*SUPPLIED INFORMATION*:
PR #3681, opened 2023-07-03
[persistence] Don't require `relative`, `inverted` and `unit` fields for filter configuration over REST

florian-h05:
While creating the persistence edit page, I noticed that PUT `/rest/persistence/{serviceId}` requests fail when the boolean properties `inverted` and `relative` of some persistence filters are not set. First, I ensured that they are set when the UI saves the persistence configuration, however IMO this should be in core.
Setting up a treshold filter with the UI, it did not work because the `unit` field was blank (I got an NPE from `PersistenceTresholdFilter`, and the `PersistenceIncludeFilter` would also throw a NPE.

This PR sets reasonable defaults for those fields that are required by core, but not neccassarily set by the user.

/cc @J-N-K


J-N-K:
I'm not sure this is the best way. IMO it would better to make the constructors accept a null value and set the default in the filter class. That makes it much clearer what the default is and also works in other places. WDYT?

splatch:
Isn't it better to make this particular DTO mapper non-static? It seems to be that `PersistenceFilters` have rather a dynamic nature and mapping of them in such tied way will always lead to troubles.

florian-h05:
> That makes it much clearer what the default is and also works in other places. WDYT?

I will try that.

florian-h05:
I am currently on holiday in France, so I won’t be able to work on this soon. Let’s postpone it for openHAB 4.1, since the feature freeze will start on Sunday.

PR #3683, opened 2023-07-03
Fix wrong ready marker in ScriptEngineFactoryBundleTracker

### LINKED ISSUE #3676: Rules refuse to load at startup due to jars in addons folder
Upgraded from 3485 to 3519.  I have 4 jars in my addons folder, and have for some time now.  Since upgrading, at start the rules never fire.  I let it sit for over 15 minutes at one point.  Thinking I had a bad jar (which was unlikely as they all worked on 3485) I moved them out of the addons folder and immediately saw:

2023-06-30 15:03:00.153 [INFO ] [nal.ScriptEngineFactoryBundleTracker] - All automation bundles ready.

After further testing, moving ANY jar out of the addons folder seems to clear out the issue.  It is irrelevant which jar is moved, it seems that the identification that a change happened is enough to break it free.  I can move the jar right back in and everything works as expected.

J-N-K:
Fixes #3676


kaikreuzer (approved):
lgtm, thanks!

*WHAT THIS TASK INVOLVES*: Each record above, in full: retype it verbatim.

*RESPONSE*:
PR #3681, opened 2023-07-03
[persistence] Don't require `relative`, `inverted` and `unit` fields for filter configuration over REST

florian-h05:
While creating the persistence edit page, I noticed that PUT `/rest/persistence/{serviceId}` requests fail when the boolean properties `inverted` and `relative` of some persistence filters are not set. First, I ensured that they are set when the UI saves the persistence configuration, however IMO this should be in core.
Setting up a treshold filter with the UI, it did not work because the `unit` field was blank (I got an NPE from `PersistenceTresholdFilter`, and the `PersistenceIncludeFilter` would also throw a NPE.

This PR sets reasonable defaults for those fields that are required by core, but not neccassarily set by the user.

/cc @J-N-K


J-N-K:
I'm not sure this is the best way. IMO it would better to make the constructors accept a null value and set the default in the filter class. That makes it much clearer what the default is and also works in other places. WDYT?

splatch:
Isn't it better to make this particular DTO mapper non-static? It seems to be that `PersistenceFilters` have rather a dynamic nature and mapping of them in such tied way will always lead to troubles.

florian-h05:
> That makes it much clearer what the default is and also works in other places. WDYT?

I will try that.

florian-h05:
I am currently on holiday in France, so I won’t be able to work on this soon. Let’s postpone it for openHAB 4.1, since the feature freeze will start on Sunday.

PR #3683, opened 2023-07-03
Fix wrong ready marker in ScriptEngineFactoryBundleTracker

### LINKED ISSUE #3676: Rules refuse to load at startup due to jars in addons folder
Upgraded from 3485 to 3519.  I have 4 jars in my addons folder, and have for some time now.  Since upgrading, at start the rules never fire.  I let it sit for over 15 minutes at one point.  Thinking I had a bad jar (which was unlikely as they all worked on 3485) I moved them out of the addons folder and immediately saw:

2023-06-30 15:03:00.153 [INFO ] [nal.ScriptEngineFactoryBundleTracker] - All automation bundles ready.

After further testing, moving ANY jar out of the addons folder seems to clear out the issue.  It is irrelevant which jar is moved, it seems that the identification that a change happened is enough to break it free.  I can move the jar right back in and everything works as expected.

J-N-K:
Fixes #3676


kaikreuzer (approved):
lgtm, thanks!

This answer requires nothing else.